The intellectually disadvantaged trucker is so deeply touched by this expression of concern that he swivels on his stool, putting his back to Curtis, and struggles to master his emotions. Although to all appearances, Burt Hooper is striving to quell a fit of giddiness, the boy now knows that this is like the laughter of a secretly forlorn clown: genuine if you listen with just your ears, but sadly fraudulent if you listen with your heart.
Exhibiting rhinoscerosian contempt for Mr. Hooper, Donella turns away from him. “Don’t you pay any mind to him, Curtis. He’s had every opportunity to be normal his whole life, but he’s always chosen to be just the sorry soul he is.”
This baffles the boy because he’s been under the impression that a Gump has no choice but to be a Gump, as nature made him.
“Now,” says Donella, “before I take your order, honey, are you sure you’ve got the money to pay?”
From a pocket of his jeans, he extracts a crumpled wad of currency, including the remaining proceeds from the Hammond larceny and the five bucks that the dog snatched from the breeze in the parking lot.
“Why, you are indeed a gentleman of means,” says Donella. “You just put it away for now, and pay the cashier when you leave.”
“I’m not sure it’s enough,” he worries, jamming his bankroll into his pocket again. “I need two bottles of water, a cheeseburger for my dad, a cheeseburger for me, potato chips, and probably two cheeseburgers for Old Yeller.”

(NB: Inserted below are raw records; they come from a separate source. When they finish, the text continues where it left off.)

PR #209, opened 2018-12-14
Add firewall_rule helper support

Firefishy:
Adds helper support to firewall_rule.

Enable netfilter FTP helper for ftp cookbook.

### DIFF
--- a/cookbooks/ftp/recipes/default.rb
+++ b/cookbooks/ftp/recipes/default.rb
@@ -50,4 +50,5 @@ firewall_rule "accept-ftp-tcp" do
   proto "tcp"
   dest_ports "ftp"
   source_ports "-"
+  helper "ftp"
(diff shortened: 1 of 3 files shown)


cookbooks/ftp/recipes/default.rb
```diff
@@ -51,3 +51,14 @@
   dest_ports "ftp"
   source_ports "-"
 end
+
+# Enable Netfilter ftp helper on port 21
+firewall_rule "helper-ftp-tcp" do
```
tomhughes: I don't think this needs (or wants) an extra `HELPER` rule - you can just specify the helper on the existing `ACCEPT` rule by my reading of the manual page.

The ability to use a `HELPER` rule is just there for cases where the packets are already being accepted by the default policy.

PR #214, opened 2019-01-24
add Thanks extension to Wiki (incl. Echo extension as dependency)

Tigerfell:
This is an attempt to fix openstreetmap/operations#265. This should install the MediaWiki extensions "Echo" and "Thanks" to the wikis. 
AFAIK we need version 1.31 of "Echo" because the current master [requires MediaWiki >= 1.32.0](https://gerrit.wikimedia.org/r/plugins/gitiles/mediawiki/extensions/Echo/+/master/extension.json#18) and we just run [1.31.1](https://wiki.openstreetmap.org/wiki/Special:Version). This can be obtained from MediaWiki itself: https://www.mediawiki.org/wiki/Special:ExtensionDistributor/Thanks (possibly also from their repos).
Please let me know if there is anything wrong with this PR. I will try to fix it.


tomhughes:
Well that won't do anything - that just adds templates for the configuration but it never actually uses them and certainly doesn't install the extensions.

Firstly those should probably be in the wiki cookbook (unless we're going to install this on the other board and DWG wikis as well) and then you need something like https://github.com/openstreetmap/chef/blob/master/cookbooks/wiki/recipes/default.rb#L59 to actually make use of them.

Note that this will only work if they can be installed from the mediawiki github, and if they need to be composed then you need to make sure you enable that when declaring the resource.

tomhughes:
There shouldn't be any reason to specify a version - by default we will track the REL1_31 branch in the github repo (or equivalent based on the current MW version).

Tigerfell:
Great, I updated and squashed it. Anything else that needs to be changed?

Tigerfell:
I was not really sure about it, so I added it just in case.
Thanks again!

PR #220, opened 2019-02-23
Wiki Dumps

thomersch:
As reported in https://github.com/openstreetmap/operations/issues/179, the wiki dumps are broken for some time. This PR attempts to fix the process.

A change in the DNS would be necessary as dump.wiki.openstreetmap.org does not resolve anymore. I can provide you a patch for this as well.

(This is my first time working with Chef, so I am happy to learn)


tomhughes:
I don't think the breakage was accidental. I think they were dropped for being too resource intensive.

Firefishy:
I honestly cannot remember why they were disabled. I think it was likely an accident during transition, or a bit that was never completed in the move to chef.

tomhughes:
Well whatever... As far as I can see the cron job in the repository (even going back into the private repo) never did anything.

I'm not really sure what use the dump is anyway? What would anybody want it for?

As far as this PR goes it definitely needs to upgrade the apache configuration with SSL support and to add the dump name to the certificate.

Does it actually need a separate site though? or could we just serve the dump from wiki.openstreetmap.org?

thomersch:
I am doing this for @raubraupe who is working on cleaning up the wiki and who wants to generate statistical data about languages/communities/types of content and doesn't want to hammer the API.

I would be ok with changing the configuration to use a subpath instead of a subdomain, I just wanted to do a minimal change to what I thought was the previous state.

PR #224, opened 2019-02-24
Install specific commit of civiruleshttppost and latest on branch of osm username

grischard:


tomhughes:
If you really want to track a branch you should name the branch - firstly because I'm not sure what `revision nil` will actually do, and we always pass the revision to the `git` resource and secondly because the documentation says he default is `HEAD` but that is meaningless unless you're already in a checkout and even if you were it would mean the revision you currently had checked out and hence do nothing...

The bigger worry is that something without releases is probably not being well maintained - indeed it appears that `civiruleshttppost` has had no commits for four years.

PR #232, opened 2019-04-23
Allow sysops to modify interwiki table

Tigerfell:
Assigns ```interwiki``` permission to sysops, so they can modify the interwiki table. 
I suggested this change when we were discussing about renaming the project namespace to ```Wiki```. I think removing the interwiki link with this prefix is a prerequisite. 

Link to the discussion: https://wiki.openstreetmap.org/w/index.php?title=Talk:Wiki&diff=prev&oldid=1844371
Link to MediaWiki docs: https://www.mediawiki.org/wiki/Extension:Interwiki#Installation

Closes openstreetmap/operations#296.

### DIFF
--- a/cookbooks/mediawiki/resources/site.rb
+++ b/cookbooks/mediawiki/resources/site.rb
@@ -262,6 +262,7 @@ action :create do
 
   mediawiki_extension "Interwiki" do
     site new_resource.site
+    template "mw-ext-Interwiki.inc.php.erb"
     update_site false
   end
 
--- a/cookbooks/mediawiki/templates/default/mw-ext-Interwiki.inc.php.erb
+++ b/cookbooks/mediawiki/templates/default/mw-ext-Interwiki.inc.php.erb
@@ -1,0 +1,5 @@
+<?php
+# DO NOT EDIT - This file is being maintained by Chef
+
+# allow sysops to modify interwiki table
+$wgGroupPermissions['sysop']['interwiki'] = true;


tomhughes:
Please fix the indentation errors reported (don't worry about the block length).

Also please clearly specify if there are manual steps that need be taken before this change is made and detail exactly what needs to be done (at least I assume your comment about a prerequisite means there is something that needs to be done).

Tigerfell:
After this change, a wiki admin would need to remove the entry ```Wiki``` from the configuration page [Special:Interwiki](https://wiki.openstreetmap.org/wiki/Special:Interwiki). Then, the following line would need to be updated https://github.com/openstreetmap/chef/blob/f6059322a706366a4dfd2e0d8d582d63f2a97e91/cookbooks/wiki/recipes/default.rb#L50

to ```metanamespace "Wiki"```. 

I guess Travis now complains about the coding style?

Tigerfell:
@Firefishy What do you mean by require a rebuild?
This PR just assigns a permission to sysops.

Firefishy:
I am concerned that changing `metanamespace "OpenStreetMap"` may require a search or similar rebuild and manual work. The code used here is used for more than just wiki.openstreetmap.org, it is also used for the wiki.osmfoundation.org and a private project wiki.

If you are confident that the change is only a simple config change, then OK.

Tigerfell:
I will open a separate PR for that change which will modify the ```wiki``` cookbook only. So, this is just a config change. 
PS: I just forced the two commits into one.

Tigerfell:
@Firefishy Is there anything left to do for me?

Tigerfell:
Just for the record someone already set up a wiki page for requesting changes to the interwiki table, so it would be really helpful if the admins could respond to that. 
https://wiki.openstreetmap.org/wiki/Interwiki

tomhughes:
Really I think that's something the wiki admins should deal with - if they need us to implement the decision then fine.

“Old Yeller would be your dog?”
He beams, for he and the waitress are clearly connecting now. “That’s exactly right.”
“No sense paying big bucks for cheeseburgers when your dog will like something else better,” Donella advises.
“What’s that?”
“I’ll have the cook grill up a couple meat patties, rare, and mix them with some plain cooked rice and a little gravy. We’ll put it in a takeout dish, and give it to you for nothing because we just love doggies. Your pooch will think he’s died and gone to Heaven.”
The boy almost corrects her on two counts. First, Old Yeller in this case is a she, not a he. Second, the dog surely knows what Heaven’s like and won’t confuse paradise with a good dinner.
He raises neither issue. Bad guys are looking for him. He’s been too long in this one spot. Motion is commotion.
“Thank you, Ms. Donella. You’re as wonderful as I just knew you were when I first saw you.”